We live in a shallow world. People use eachother. Friends use eachother. But there are still good friends to be found. Friends that would do anything for you. You just need to keep looking. If you notice someone or something is making you unhappy, then take some distance from it


----------



## Xmetalgirl (Sep 25, 2014)

I do not have this constant need to have "soooo many friends". I already know no one is worth my time because I have learned that. But I have to try to talk to people to make that "one or two loyal friends" don't I? Because if I don't talk to anyone at all then I won't meet the nice ones out of the bunches of stupid people and see who they are as people.



felicshagrace said:


> What's this constant need to have soooo many friends?
> 
> I mean i get you're just tryna make friends and all but majority of those people aren't worth your time. I don't get it. Cause you're just hurting yourself.
> 
> One or two loyal, trusting friends is all you need...and all you'll find really out of all those other "friends" i mean, it's not that hard to figure out.


----------



## Xmetalgirl (Sep 25, 2014)

Lol we are on the same page then lolol we are in a work in progress. And yeah, F the hipsters! :clap



FaithinFantasy said:


> THANK YOU for pointing out that hipsters are dumb lol! I also tried talking to old highschool friends, but everyones lives went in different directions so i kinda felt like a stranger after not talking for so long. I just feel like its time to move on. They were friends at one point but life changes.
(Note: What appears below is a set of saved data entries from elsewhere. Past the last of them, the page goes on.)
PR #13430, opened 2020-03-02
HPCC-23364 Off-node storage

jakesmith:
Whilst continuing to use DFS and published groups, detected
containerized/cloud setup and use pseudo groups populated with
localhost.

Also move pv/pvc to be shared (not per Thor).

## Type of change:

## Checklist:
  - [ ] The commit is signed.
  - [ ] Scalability
  - [ ] Performance
  - [ ] Security
  - [ ] Thread-safety
  - [ ] Cloud-compatibility
  - [ ] Premature optimization

## Smoketest:

### DIFF
--- a/dockerfiles/hpcc/templates/dllserver.yaml
+++ b/dockerfiles/hpcc/templates/dllserver.yaml
@@ -7,9 +7,9 @@ metadata:
 spec:
   storageClassName: manual
   capacity:
-    storage: 10Gi
+    storage: {{ .Values.global.dllserver.storageSize }}
   accessModes:
     - ReadWriteMany
   hostPath:
-    path: {{ printf "%s/queries" $.Values.global.hostMountPath }}
+    path: {{ printf "%s/queries" $.Values.global.dataStorage.hostMountPath }}
     type: DirectoryOrCreate
--- a/dockerfiles/hpcc/templates/roxie.yaml
+++ b/dockerfiles/hpcc/templates/roxie.yaml
@@ -64,6 +64,9 @@ spec:
       labels:
         run: {{ $servername | quote }}
     spec:
+      {{- if $.Values.global.singleNode | default false }}
+{{ include "hpcc.utils.changeMountPerms" (dict "volumeName" "datastorage-pv" "volumePath" "/var/lib/HPCCSystems/hpcc-data") | indent 6 }}
+      {{- end }}
       containers:
       - name: {{ $servername | quote }}
         args: [
@@ -72,7 +75,8 @@ spec:
                 "--numChannels={{ $numChannels }}",
                 "--serverPorts={{ template "hpcc.utils.portListToCommas" $roxie.ports }}", 
                 "--topologyServers={{ $toponame }}:{{ $roxie.topoport }}",
-                "--localSlave=false"
+                "--localSlave=false", 
+                "--resolveLocally=false"
               ]
 {{ include "hpcc.utils.addImageAttrs" (dict "root" $ "me" $roxie "imagename" "roxie") | indent 8 }}
 {{ include "hpcc.utils.addVolumeMounts" . | indent 8 }}
--- a/dockerfiles/hpcc/values.yaml
+++ b/dockerfiles/hpcc/values.yaml
@@ -5,6 +5,12 @@ global:
   
   dllserver:
     storageSize: 3Gi
+  
+  dataStorage:
+    storageSize: 1G
+    # For singleMode only. Host mount point root for persistent storage.
+    hostMountPath: "/docker-host-mnt"
+    startDafilesrv: false # Temporary until non attached storage functionality added
 
   image:
     # This should probably say "latest" or "stable" in the example script, but set to a specific version in production systems
@@ -18,8 +24,6 @@ global:
   
   singleNode: true
 
-  # For singleMode only. Host mount point root for persistent storage.
-  hostMountPath: "/docker-host-mnt"
 
 
 dali:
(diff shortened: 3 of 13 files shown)


jakesmith:

NB: I will open a separate JIRA to investigate what changes might be needed for DFU.

dockerfiles/hpcc/values.yaml
```diff
@@ -5,6 +5,12 @@ global:
   
   dllserver:
     storageSize: 3Gi
+  
+  dataStorage:
+    storageSize: 100G
```
richardkchapman: This may be too large for some minikube systems

dockerfiles/hpcc/templates/roxie.yaml
```diff
@@ -72,7 +75,8 @@ spec:
                 "--numChannels={{ $numChannels }}",
                 "--serverPorts={{ template "hpcc.utils.portListToCommas" $roxie.ports }}", 
                 "--topologyServers={{ $toponame }}:{{ $roxie.topoport }}",
-                "--localSlave=false"
+                "--localSlave=false", 
+                "--resolveLocally=false"
```
richardkchapman: Need a similar change in localroxie.yaml

thorlcr/mfilemanager/thmfilemanager.cpp
```diff
@@ -374,6 +381,19 @@ class CFileManager : public CSimpleInterface, implements IThorFileManager
 
     IFileDescriptor *create(CJobBase &job, const char *logicalName, StringArray &groupNames, IArrayOf<IGroup> &groups, bool overwriteok, unsigned helperFlags=0, bool nonLocalIndex=false, unsigned restrictedWidth=0)
     {
+        if (isCloud())
```
richardkchapman: Would #ifdef _CONTAINERIZED be more sensible?

richardkchapman:
@jakesmith A few minor comments

thorlcr/mfilemanager/thmfilemanager.cpp
jakesmith: I think I'll leave this as is for now.
It should really be a runtime isNas() I think, where normally true if _CONTAINERIZED, but in future if we support bare metal, me may want attached storage so same container with isNas()==false.

dockerfiles/hpcc/templates/dllserver.yaml
```diff
@@ -7,9 +7,9 @@ metadata:
 spec:
   storageClassName: manual
   capacity:
-    storage: 10Gi
+    storage: {{ .Values.global.dllserver.storageSize }}
```
jakesmith: @richardkchapman - not directly related - but fixed.

dockerfiles/hpcc/templates/roxie.yaml
jakesmith: Added

jakesmith:
@richardkchapman have made the small changes above and squashed in.

jakesmith:
@richardkchapman - meant to say, I looked at removing storageSize storage.capacity, but it's required afaics:
```
Capacity
Generally, a PV will have a specific storage capacity. 
```
from : https://kubernetes.io/docs/concepts/storage/persistent-volumes/


Please review/merge.

dockerfiles/hpcc/templates/dllserver.yaml
richardkchapman: Not 100% sure this is right. There's a subtle distinction between the volume size when setting up a local mount and the size of a pv request. Do we always want them to match?

richardkchapman:
From the link you mention, I see:

Writing Portable Configuration

If you’re writing configuration templates or examples that run on a wide range of clusters and need persistent storage, it is recommended that you use the following pattern:
Include PersistentVolumeClaim objects in your bundle of config (alongside Deployments, ConfigMaps, etc).
Do not include PersistentVolume objects in the config, since the user instantiating the config may not have permission to create PersistentVolumes.
Give the user the option of providing a storage class name when instantiating the template.
If the user provides a storage class name, put that value into the persistentVolumeClaim.storageClassName field. This will cause the PVC to match the right storage class if the cluster has StorageClasses enabled by the admin.
If the user does not provide a storage class name, leave the persistentVolumeClaim.storageClassName field as nil. This will cause a PV to be automatically provisioned for the user with the default StorageClass in the cluster. Many cluster environments have a default StorageClass installed, or administrators can create their own default StorageClass.
In your tooling, watch for PVCs that are not getting bound after some time and surface this to the user, as this may indicate that the cluster has no dynamic storage support (in which case the user should create a matching PV) or the cluster has no storage system (in which case the user cannot deploy config requiring PVCs).

which looks like it could be relevant to us. Probably a topic for another Jira though

dockerfiles/hpcc/templates/dllserver.yaml
```diff
@@ -7,9 +7,9 @@ metadata:
...
   accessModes:
     - ReadWriteMany
   hostPath:
-    path: {{ printf "%s/queries" $.Values.global.hostMountPath }}
+    path: {{ printf "%s/queries" $.Values.global.dataStorage.hostMountPath }}
```
richardkchapman: Dubious. dataStorage and dllServer are separate global sections, referring to separate storage needs. Should this say dllserver.hostMountPath?

dockerfiles/hpcc/values.yaml
```diff
@@ -5,6 +5,12 @@ global:
   
   dllserver:
     storageSize: 3Gi
+  
+  dataStorage:
+    storageSize: 1G
```
richardkchapman: Let's be consistent about Gi vs G

richardkchapman:
@jakesmith Some minor quivvles/questions, which would not stop me merging but which I'd like to talk about first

Im currently working on meeting new ppl..... its a work in progress haha ??


----------



## Xmetalgirl (Sep 25, 2014)

Aww bunny moo lolol we have the similar mind.  and thanks for the compliment after lol you are also cute !



Bunnymoo7 said:


> I dont know, man. I honestly dont..
> 
> Hey if u lived closer, i'd chill with you.
> And unlike alot of ppl, i actually friggin mean it if i say it.
> ...


----------



## Nothing123 (Oct 3, 2014)

felicshagrace said:


> What's this constant need to have soooo many friends?
> 
> I mean i get you're just tryna make friends and all but majority of those people aren't worth your time. I don't get it. Cause you're just hurting yourself.
> 
> One or two loyal, trusting friends is all you need...and all you'll find really out of all those other "friends" i mean, it's not that hard to figure out.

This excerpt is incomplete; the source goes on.